Use x=1+r, where r is the interest rate paid each year. Write a model polynomial, C(x). Represent the final amount of a 7-year investment if $5,000 was deposited at the beginning of the first year, and $2,000 was deposited at the beginning of the third year
To represent the final amount of a 7-year investment using the given information, we can use the compound interest formula with the given polynomial substitution.
Let's start by representing the amount deposited at the beginning of each year as follows:
- At the beginning of the first year: $5,000
- At the beginning of the third year: $2,000
Using the given polynomial substitution, we have x = 1 + r, so x - 1 = r.

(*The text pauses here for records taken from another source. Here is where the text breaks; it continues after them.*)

PR #3550, opened 2026-03-06
EUCLID: update output filename for downloads in the methods get_product  and get_cutout

cosmoJFH:
Dear Astroquery team,

The Astroquery Euclid get_product method (https://astroquery.readthedocs.io/en/latest/api/astroquery.esa.euclid.EuclidClass.html#astroquery.esa.euclid.EuclidClass.get_product) allows one to retrieve one or multiple Euclid products (FITS files) provided that the user knows the file_name or product_id of the product to be retrieved. The method is certainly useful, but its implementation could be improved to make the life of the users easier:

out_path = Euclid.get_product(file_name = 'EUC_VIS_SWL-DET-002704-01-1-0000000__20241017T042805.678587Z.fits')

By default, the code writes the downloaded file into a file named "temp_YYYYMMDD_HHMMDD/temp", where "temp_YYYYMMDD_HHMMDD" is automatically created by the method. The name of the file is at the very least misleading (especially since it does not even include the .fits extension). We suggest changing "temp" to the actual name of the file downloaded. That is, in the example above, the downloaded file should be stored as: "temp_YYYYMMDD_HHMMDD/EUC_VIS_SWL-DET-002704-01-1-0000000__20241017T042805.678587Z.fits"

The same scenario is present in the method get_cutout.

cc @esdc-esac-esa-int 
Jira: EUCLIDSWRQ-283

PR #3541, opened 2026-02-27
Updated get_product to accept file_name as a python list

Enriquerzrz:
Method get_product now supports providing file_name as a Python list (e.g. ["file1.fits", "file2.fits"]) while still accepting the original comma‑separated string format. Also added new one test to check this new functionality.

CC: @esdc-esac-esa-int 
Jira: EUCLIDSWRQ-284

PR #3564, opened 2026-03-23
EUCLID: update output filename for downloads in the method get_product for multiple values in  `file_name` or `product_id`

cosmoJFH:
Dear Astroquery team,

in the PR #3550 the method `get_product` was updated so that the output file name is directly related to the input `file_name` or `product_id`. We have realized that that implementation does not work as we would expect in the case multiple values for `file_name`or `product_id` are used.

In this PR we have implemented the following changes:

1. The parameter `product_id` now accepts a list/tuple (similar to the changes in PR #3541)

2. For multiple values, in case the parameter `output_file` is not defined, the downloaded zip file is automatically created with the name get_product_output.zip and it is not uncompressed. The present implementation downloads the zip file (with wrong name and extension) and uncompresses it. So the user always have both files, the compressed and the uncompressed. Since the downloaded fits files can be pretty large (tens of GB), we think that this change is pretty convenient.
3. A similar behaviour is obtained in case  multiple values are used and the parameter `output_file `is defined by the user.

cc @esdc-esac-esa-int 
jira: EUCLIDSWRQ-283

### DIFF
--- a/astroquery/esa/euclid/core.py
+++ b/astroquery/esa/euclid/core.py
@@ -792,23 +792,39 @@ class EuclidClass(TapPlus):
             now = datetime.now()
             output_dir = os.path.join(os.getcwd(), "temp_" + now.strftime("%Y%m%d_%H%M%S"))
             output_file_full_path = os.path.join(output_dir, str(observation_id))
+
+            try:
+                if output_dir:
+                    os.makedirs(output_dir, exist_ok=True)
+            except OSError as err:
+                raise OSError("Creation of the directory %s failed: %s"
+                              % (output_dir, err.strerror))
         else:
-            output_file_full_path = output_file
-            output_dir = os.path.dirname(output_file_full_path)
-        try:
-            if output_dir:
-                os.makedirs(output_dir, exist_ok=True)
-        except OSError as err:
-            raise OSError("Creation of the directory %s failed: %s"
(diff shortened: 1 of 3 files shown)


astroquery/esa/euclid/core.py
```diff
@@ -1318,25 +1336,28 @@ def get_product(self, *, file_name=None, product_id=None, schema='sedm', output_
 
         Parameters
         ----------
-        file_name : str, optional, default None
+        file_name : str or list of str, mandatory, default None
```
bsipocz:
```suggestion
        file_name : str or list of str, default None
```

bsipocz (commented):
overall looks good, but it needs to be rebased to pick up recent conflicting changes.

astroquery/esa/euclid/core.py
cosmoJFH: Hi @bsipocz, we have rebased, resolved the conflicts and pushed (-force) the changes. Please double-check our changes, just in case we did something wrong.

bsipocz: changes look good. However, I would still apply this suggestion above as later the docstring (and code) says that providing either file_name or product_id should be sufficient, thus it's not mandatory.

bsipocz (approved):
Thanks!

Since the interest rate is the same each year, we can express the amount deposited at the beginning of year 3 as the amount deposited at the beginning of year 1 multiplied by (x-1)^2, as it is 2 years after year 1.
Now, let's build the polynomial expression for the 7-year investment amount:
C(x) = 5000*(x-1) + 2000*(x-1)^2
To simplify this expression, we can expand the second term:
C(x) = 5000*(x-1) + 2000*(x^2 - 2x + 1)
Simplifying further:
C(x) = 5000x - 5000 + 2000x^2 - 4000x + 2000
Combining like terms:
C(x) = 2000x^2 + 1000x - 3000
Therefore, the model polynomial for the final amount of a 7-year investment, given the deposits of $5,000 at the beginning of the first year and $2,000 at the beginning of the third year, is C(x) = 2000x^2 + 1000x - 3000.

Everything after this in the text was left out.